Two employees of Jindal Steel and Power were arrested in Bolivia, where the company had scrapped its $ 2.1 billion project a few days back.

The company’s property and equipment at Porto Suarez, where the project was supposed to come up, have also been confiscated. The arrested local employees were later released by the police. The local government also filed criminal cases against the company employees.

JSPL in a statement alleged that the arrest was “harassment and victimisation” of its employees “subsequent to JSPL’s termination of contract on July 16, 2012 for investment of $ 2.1 billion in the El Mutun mines in Bolivia“.

The Bolivian government has taken recourse to criminal proceedings against company employees and started “harassing and victimising them”, the company alleged.

JSPL said its six Indian employees are still in Bolivia and is making attempts to bring them back considering the scenario there.

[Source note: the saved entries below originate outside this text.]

Issue #910, opened 2022-12-02
`role-suports-aria-props` is not flagging prohibited accessible name usage on generic elements


khiga8:
I would expect [role-suports-aria-props](https://github.com/jsx-eslint/eslint-plugin-jsx-a11y/blob/main/docs/rules/role-supports-aria-props.md)  to flag [prohibited accessible name usage](https://w3c.github.io/aria/#namefromprohibited) on generic elements like:

```
<div aria-label="Some label">
<span aria-label="Some label">
<div aria-labelledby="some-id">
<span aria-labelledby="some-id">
```

etc.

We see this misuse of accessible name a lot in our projects and we're hoping this is a case we can cover with `eslint-plugin-jsx-a11y`.

I'd hoped that the latest bump of aria-query in https://github.com/jsx-eslint/eslint-plugin-jsx-a11y/pull/814 would start flagging these issues, but when I update the tests in `__tests__/src/rules/role-supports-aria-props-test.js` on the latest `main` to include invalid cases like:

```
    {
      code: '<div aria-label />',
      errors: [errorMessage('aria-label', 'generic', 'div', true)],
    },
```

it doesn't seem like it's being recognized as invalid.

jessebeach:
@khiga8 hello Kate! Directionally, you are on to something here. We don't have a rule that prohibits labels on elements or in combination with roles that do not support a label. I wouldn't do that in this rule, because it is specifically concerned with the combination of ARIA Role and ARIA Prop. In your examples, none of the HTML elements have a role. It's true that the `<div>` element corresponds to the `generic` role, so a label should be disallowed in this case. But what I think we need here is a new rule altogether.

jessebeach:
@khiga8 would you like to update this issue to reflect that you're asking for a new rule?

khiga8:
Hi @jessebeach! I'd noticed in the `role-supports-aria-props-test`, there are [checks for implicit roles](https://github.com/jsx-eslint/eslint-plugin-jsx-a11y/blob/main/__tests__/src/rules/role-supports-aria-props-test.js#L88) and the [doc](https://github.com/jsx-eslint/eslint-plugin-jsx-a11y/blob/main/docs/rules/role-supports-aria-props.md#jsx-a11yrole-supports-aria-props) describes the rule as the following:

> Enforce that elements with explicit or implicit roles defined contain only aria-* properties supported by that role.

[...]

PR #911, opened 2022-12-06
Flag `aria-label` and `aria-labelledby` on non-interactive elements

smockle:
### What does this PR accomplish?

Fixes https://github.com/jsx-eslint/eslint-plugin-jsx-a11y/issues/910

This PR indicates an error in markup like `<span aria-label="Hello, world!">Hello</span>`.

### Why?

`span` and `div` elements implicitly have the `generic` role, and `generic` prohibits `aria-label` and `aria-labelledby`.

From the [`generic` role spec](https://w3c.github.io/aria/#generic):
> The `generic` role is intended for use as the implicit role of generic elements in host languages (such as HTML `div` or `span`)
>
> […]
>
> Prohibited States and Properties: `aria-label`, `aria-labelledby`

### Implementation details

Previously, neither `div` nor `span` had an implicitly role defined in `src/util/implicitRoles/`, so the codepath in [src/rules/role-supports-aria-props.js#L55-L63](https://github.com/jsx-eslint/eslint-plugin-jsx-a11y/blob/main/src/rules/role-supports-aria-props.js#L55-L63) was taken, which _“assume[s] that the element can handle the global set of aria-* properties.”_ This is not a correct assumption, so I added `src/util/implicitRoles/div.js` and `src/util/implicitRoles/span.js` and re-exported them from the `src/util/implicitRoles/index.js` barrel.

Once the [src/rules/role-supports-aria-props.js#L65-L70](https://github.com/jsx-eslint/eslint-plugin-jsx-a11y/blob/main/src/rules/role-supports-aria-props.js#L65-L70) codepath was taken, I discovered that the list of a role’s [`prohibitedProps`](https://github.com/A11yance/aria-query/blob/main/src/etc/roles/literal/genericRole.js#L12-L15) was unused, so I concatenated it to the existing list of [`invalidAriaPropsForRole`](https://github.com/jsx-eslint/eslint-plugin-jsx-a11y/blob/main/src/rules/role-supports-aria-props.js#L69-L70).

Next, I discovered that the list of [`validTests`](https://github.com/jsx-eslint/eslint-plugin-jsx-a11y/blob/main/__tests__/src/rules/role-supports-aria-props-test.js#L74), tests expected to pass without errors, included e.g. `<div role="superscript" aria-label />`. This initially confused me, since `aria-label` is one of [`superscript`’s `prohibitedProps`](https://github.com/A11yance/aria-query/blob/main/src/etc/roles/literal/superscriptRole.js#L12-L15). I traced this to the superclass—[`roletype` includes `aria-label`](https://github.com/A11yance/aria-query/blob/main/src/etc/roles/abstract/roletypeRole.js#L23-L24)—then added a filter to remove them.

Finally, the addition of `src/util/implicitRoles/div.js` broke a few role-related tests that assumed `div` would not have an explicit or implicit role. I replaced `div` with a made-up custom element named `custom-element`, which functions the way `div` did before this PR (i.e. lacking explicit and implicit roles).

### Testing details

I ran `npm test` locally, and all tests pass:

```sh
Test Suites: 65 passed, 65 total
Tests:       16078 passed, 16078 total
Snapshots:   0 total
Time:        40.463s, estimated 43s
```

### DIFF
--- a/__tests__/src/rules/role-supports-aria-props-test.js
+++ b/__tests__/src/rules/role-supports-aria-props-test.js
@@ -579,5 +579,13 @@ ruleTester.run('role-supports-aria-props', rule, {
       code: '<span aria-labelledby />',
       errors: [errorMessage('aria-labelledby', 'generic', 'span', true)],
     },
+    {
+      code: '<div aria-label />',
+      errors: [errorMessage('aria-label', 'generic', 'div', true)],
+    },
+    {
+      code: '<div aria-labelledby />',
+      errors: [errorMessage('aria-labelledby', 'generic', 'div', true)],
+    },
   ].concat(invalidTests).map(parserOptionsMapper),
 });
--- a/__tests__/src/rules/role-supports-aria-props-test.js
+++ b/__tests__/src/rules/role-supports-aria-props-test.js
@@ -50,11 +50,14 @@ const nonAbstractRoles = [...roles.keys()].filter((role) => roles.get(role).abst
 const createTests = (rolesNames) => rolesNames.reduce((tests, role) => {
   const {
     props: propKeyValues,
+    prohibitedProps,
   } = roles.get(role);
-  const validPropsForRole = Object.keys(propKeyValues);
+  const validPropsForRole = Object.keys(propKeyValues)
+    .filter((attribute) => prohibitedProps.indexOf(attribute) === -1);
   const invalidPropsForRole = [...aria.keys()]
     .map((attribute) => attribute.toLowerCase())
-    .filter((attribute) => validPropsForRole.indexOf(attribute) === -1);
+    .filter((attribute) => validPropsForRole.indexOf(attribute) === -1)
+    .concat(prohibitedProps);
   const normalRole = role.toLowerCase();
 
   const allTests = [];
@@ -567,6 +570,14 @@ ruleTester.run('role-supports-aria-props', rule, {
       code: '<Link href="#" aria-checked />',
       errors: [errorMessage('aria-checked', 'link', 'a', true)],
       settings: componentsSettings,
+    },
+    {
+      code: '<span aria-label />',
+      errors: [errorMessage('aria-label', 'generic', 'span', true)],
+    },
+    {
+      code: '<span aria-labelledby />',
+      errors: [errorMessage('aria-labelledby', 'generic', 'span', true)],
     },
   ].concat(invalidTests).map(parserOptionsMapper),
 });
--- a/__tests__/src/util/getComputedRole-test.js
+++ b/__tests__/src/util/getComputedRole-test.js
@@ -24,7 +24,7 @@ describe('getComputedRole', () => {
       describe('lacks implicit', () => {
         it('should return null', () => {
           expect(getComputedRole(
-            'div',
+            'custom-element',
             [JSXAttributeMock('role', 'beeswax')],
           )).toBeNull();
         });
@@ -43,7 +43,7 @@ describe('getComputedRole', () => {
       describe('lacks implicit', () => {
         it('should return null', () => {
           expect(getComputedRole(
-            'div',
+            'custom-element',
             [],
           )).toBeNull();
         });
@@ -62,7 +62,7 @@ describe('getComputedRole', () => {
     describe('lacks implicit', () => {
       it('should return null', () => {
         expect(getComputedRole(
-          'div',
+          'custom-element',
           [],
         )).toBeNull();
       });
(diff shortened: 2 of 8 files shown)


smockle:
I’m stumped about why the pre-Node.js 12 checks are failing ([example failing run](https://github.com/jsx-eslint/eslint-plugin-jsx-a11y/actions/runs/3633283276/jobs/6130121504)). I didn’t change the `language-tags` package (or any build/transpilation config), which appears to be the source of the error:

```sh
689 /home/runner/work/eslint-plugin-jsx-a11y/eslint-plugin-jsx-a11y/node_modules/language-tags/lib/Tag.js:17
690 static ERR_DEPRECATED = 1;
691                       ^
692
693 SyntaxError: Unexpected token =
694
695    9 |
696   10 | import { propName, getLiteralPropValue } from 'jsx-ast-utils';
697 > 11 | import tags from 'language-tags';
698      | ^
699   12 | import { generateObjSchema } from '../util/schemas';
700   13 | import getElementType from '../util/getElementType';
701   14 |
702
703   at ScriptTransformer._transformAndBuildScript (node_modules/@jest/transform/build/ScriptTransformer.js:537:17)
704   at ScriptTransformer.transform (node_modules/@jest/transform/build/ScriptTransformer.js:579:25)
705   at Object.<anonymous> (node_modules/language-tags/lib/index.js:11:11)
706   at Object.<anonymous> (src/rules/lang.js:11:1)
707   at Object.<anonymous> (__tests__/src/rules/lang-test.js:12:1)
```

jessebeach:
@smockle thank you for the initiative here.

“We also want that till such a time law takes its course, the Bolivian government must ensure the safety and security of all our employees and assets that legally belong to us,” a company spokesperson said.

The development comes five days after the company terminated its contract to develop El—Mutun iron ore mines there, besides setting up iron ore pellet and sponge iron plants and a steel mill over fuel supply woes.

The company said on July 16 that it is scrapping the project as the Bolivian government did not fulfil the contract conditions, which included supply of 10 million standard cubic metres per day (MSCMD) of natural gas.

Against this, the Bolivian government was willing to commit only 2.5 MSCMD of gas, it had said earlier.

The project’s cost was pegged at $ 2.1 billion and was considered as the single largest foreign direct investment in the Latin American country.

According to JSPL, yesterday it has been invited by Bolivian Mines Minister, Mr Mario Virreira, for reconciliatory talks on the matter, but it wants the meeting to happen at a neutral place or through video conferencing due to prevailing situation in the country.

“Seeing the prevailing circumstances —— especially pending legal cases against senior employees of our company — the company has proposed holding the meeting at a neutral place or through video conferencing,” JSPL said.

The company also demanded that the Bolivian government should also not allocate the mining rights granted to it to some other firms until the international arbitration over fuel supply issues, initiated in December last year, is concluded.